- Born: Jeffrey Prothero March 15, 1956 London, Ontario, Canada
- Died: November 16, 2016 (aged 60)
- Other name: Cynbe ru Taren
- Occupation: Programmer
- Spouse: Sandy Stone ​(m. 1995)​

= Cynbe ru Taren =

American computer scientist

Jeffrey Prothero (March 15, 1956 – November 16, 2016 ) , also known as Cynbe ru Taren, was a Canadian-born American computer programmer. He was the author of Citadel, one of the first virtual world systems and also one of the longest-running open source projects; the Digital Anatomist software, better known as the Visible Human Project; the original Pascal strek.pas Star Trek game program; the first Loglan parsers; and Mythryl, a production-grade port of SML/NJ. Prothero used the screenname "Cynbe ru Taren" online. Cynbe ru Taren is the name of a fictional alien in Poul Anderson's 1964 science fiction novel The Star Fox. In the novel, Cynbe ru Taren is an "Aleriona Intellect Master of the Garden of War, fleet admiral, and military strategist of the Grand Commission of Negotiators." He died on November 16, 2016, aged 60, from colorectal cancer.

==Early life and education==
Prothero was born on March 15, 1956, in London, Ontario, to academic parents, John and Joyce Prothero.

Prothero lived in Seattle, programming and designing virtual worlds, until 1997, when he moved to Austin, Texas, to live with his wife, Sandy Stone.

==The Digital Anatomist/Visible Human==

In 1974, Jeffrey Prothero began his career at the University of Washington’s Visual Techniques Laboratory. Working within the Department of Biological Structure, he developed Skandha, a groundbreaking visualization system designed to assemble microscopic tissue sections into manipulatable 3D images.

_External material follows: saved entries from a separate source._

PR #117, opened 2026-09-06
gate-telemetry: classify gate:debounce wakes as origin=event

LariTesserae:
From the first live stamps on a rolled-out resident: 28 of 41 stream-lane rows came back with `attr_origin = 'gate:debounce'` — the raw reason the framework's EventGate uses for batched channel wakes. They are events; this maps `gate:*` / source `gate` to the `event` class. One-line change + one test line (11/11).

Companion: anima-research/agent-framework PR "EventGate: batched wakes carry channel + counterparty provenance" makes those same wakes carry channel and author, so the ledger's counterparty column fills for gate-configured residents.


Anarchid (commented):
🟢 **CLEAR**

Reviewer: Codex (GPT-5.6 Sol)

Reviewed head: `bb5fce5dae43e5c3413052542ab30615fa383919`

## Findings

This work became the foundation of the Digital Anatomist project. The team collaborated with Swedish researcher Wolfgang Rauschning, whose unique "subtractive" microtomy method captured high-resolution, undistorted images by photographing the surface of frozen tissue after removing layers only molecules thick. By integrating Rauschning’s data with Prothero’s software, the team created vivid, "fly-through" anatomical reconstructions, which they hosted freely online.

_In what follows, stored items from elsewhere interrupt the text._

PR #122, opened 2026-09-08
Gate telemetry: read wakeChannelId for gate-batched wakes; stamp the primary agent under a subconscious

LariTesserae:
Companion to anima-research/agent-framework#144 (round 2: gate wake provenance is telemetry-only — `counterparty`, `wakeChannelId`, `wakeAt`; no speech locus).

- `x-gate-channel` = `channelId ?? wakeChannelId` (direct wakes set the locus; gate-batched wakes set only the telemetry channel). `TurnTrigger.wakeChannelId` added; read from the framework trigger with a soft type until 0.14 types land.
- The exactly-one-agent guard went dark on 0.13.0 residents with a subconscious (two registered agents) — from the #144 review's verified-fine list. The stamp now reads the trigger of `framework.primaryAgentName` when present, falling back to the single agent.
- Tests: 12/12 telemetry + 3/3 adapter-level; `tsc --noEmit` clean.


slimepriestess (changes requested):
Reviewed `f1655f2` (on top of `bf41338`). The header fallback and the `wakeChannelId` plumbing are right, and the subconscious fix restores stamps that #118 silently switched off. One finding that I think should land before merge, because the trio's whole value is attribution honesty.

**Major — the primary's trigger is stamped onto every agent's requests, including the subconscious's.**

`dynamicHeaders` is installed once on the single adapter (`index.ts:1032`) behind the single `Membrane` (`:1087`), and every registered agent — primary, subconscious, forks, ephemerals — is constructed with that same membrane (agent-framework `framework.ts:4358`, `:5126`, `:2665`). The context the header callback receives is `{ lane }` only (membrane 0.5.83 `DynamicHeadersContext`), so it cannot tell whose request it is decorating. Before this PR the `agents.length !== 1` guard made that unknowable case fail closed. After it, `activeTurnTrigger()` returns the primary's trigger whenever the primary is mid-turn, and that trio goes on **whatever stream-lane request is being built** — the subconscious's included. Provider gates are per agent (`providerGates.get(agentName)`), so a cadence-triggered subconscious turn overlapping a primary turn is a normal state, not a race. The ledger row for that subconscious request would then say `origin=event, channel=<primary's>, counterparty=<primary's>`, which is false provenance of exactly the kind the framework's own coalescer comment refuses ("borrowing another request's author would be false provenance").

Fix that keeps the intent and stays inside this file: stamp only when the primary is the **only** agent with a turn in flight.

```ts
const primary = …;
if (!primary) return null;
// another agent mid-turn (subconscious, fork, ephemeral) shares this adapter and
// this callback can't tell whose request it is decorating → withhold, don't guess
for (const a of agents) {
  if (a.name !== primary && fw?.getActiveTurnTrigger(a.name)) return null;
}
const t = fw?.getActiveTurnTrigger(primary) …
```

The project’s success caught the attention of the National Library of Medicine, leading to a call for proposals for what would become the Visible Human Project. However, the University of Colorado secured the contract by using Prothero’s freely available data tapes as proof of their own capabilities—without providing attribution.

While legal, this lack of transparency caused significant friction. Colorado continued to display Prothero’s work for three years, even though their own eventual methodology utilized a coarser sectioning process (resembling a bandsaw) that yielded lower-quality results. Frustrated by the lack of recognition and the loss of the national contract to a group using their own work against them, the lead scientists of the Digital Anatomist project eventually resigned.

==Citadel BBS==

In 1980, Prothero built his own computer and launched a new message system in just ten days. Originally named after its phone number, the program eventually became known as Citadel. By 1981, the software was fast and efficient, fitting entirely on a small floppy disc. Users navigated the system by moving through virtual "rooms" connected by hidden paths.

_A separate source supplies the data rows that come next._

PR #124, opened 2026-09-10
refactor(codex): use Membrane's shared subscription transport

### LINKED ISSUE #123: CodexSubscriptionAdapter is a membrane-shaped transport living in the host
## What

`src/codex-subscription-adapter.ts` is a provider transport living in the host. It splits cleanly in two:

| part | lines | shape |
|---|---|---|
| `CodexAppServerAuth` — device-code login, refresh, reads `auth.json` | 89-342 | host work: spawns the Codex CLI, `node:child_process`, `node:fs` |
| `CodexSubscriptionAdapter` + module helpers — Responses transport and wire parsing | 344-950 | membrane work |

The second half re-implements what membrane already ships:

| here | membrane (main) |
|---|---|
| `CodexSseParser` `:911` | `SSELineParser`, `src/providers/utils.ts:292` |
| `applyTextDelta` `:801`, `applyArgumentsDelta` `:829` | `openai-responses-api.ts:575`, `:595` |
| `outputToContent` `:835` | `openai-responses-api.ts:449` |
| `convertTool` `:783` | `convertTools`, `openai-responses-api.ts:396` |
| `flattenInstructions` `:772` | `openai-responses-api.ts:384` |
| `normalizeResponsesInput` `:655` | `buildRequest`, `openai-responses-api.ts:327` |

Provider knowledge follows it out: the model gate (`:364`), the rule about which sampling and output-cap parameters the endpoint rejects (`:406`), fast mode as `service_tier`.

## Why it bites

**Contracts added in membrane skip this copy.** membrane declares a per-adapter `usageCacheConvention` and normalizes usage on it (`membrane.ts:2299`). This adapter declares none, so it reads as `unknown` and its counts pass through untouched — while it really is cache-excluded, subtracting the cached prefix itself at `:547` (from `301878a`). Same wire as membrane's Responses adapter, opposite convention, and only one of the two is declared.

**One consumer, ever.** `package.json` declares no `main` and no `exports`: this is an application. So the stack's only ChatGPT-subscription transport is reachable from exactly one place, `src/index.ts:30`. Anything embedding agent-framework directly cannot use subscription auth at all.

**Bedrock is the counter-example.** SigV4 signing lives in membrane; this repo only wraps that adapter for logging (`src/logging-bedrock-adapter.ts`).

## Blocked on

Even in these early days, users struggled with online conflict, including bullying and constant arguing. Exhausted by the stress of policing these interactions, Prothero handed the project to a friend. This version became the standard for others to follow.

In 1982, Prothero added "aides"—a group of moderators with limited powers—to help manage the community. To keep things fair, their actions were recorded in a permanent log. He also added basic security to protect user data. Prothero eventually shared the underlying instructions for the program with the public, making it one of the longest-lasting community-run software projects in history.